▶ _Problem statement_
Every entry must be duplicated precisely as written.

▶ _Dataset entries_
******************************

Issue #338, opened 2023-06-18
[Feature request] Plugin system (custom_commands) and custom search command


Dzordzu:
Hi it would be nice to be able to execute custom search command. For example currently it's not possible to have rg + fzf search. Ideally it may look like

keymap.toml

******************************

▶ _Reply_
Issue #338, opened 2023-06-18
[Feature request] Plugin system (custom_commands) and custom search command


Dzordzu:
Hi it would be nice to be able to execute custom search command. For example currently it's not possible to have rg + fzf search. Ideally it may look like

keymap.toml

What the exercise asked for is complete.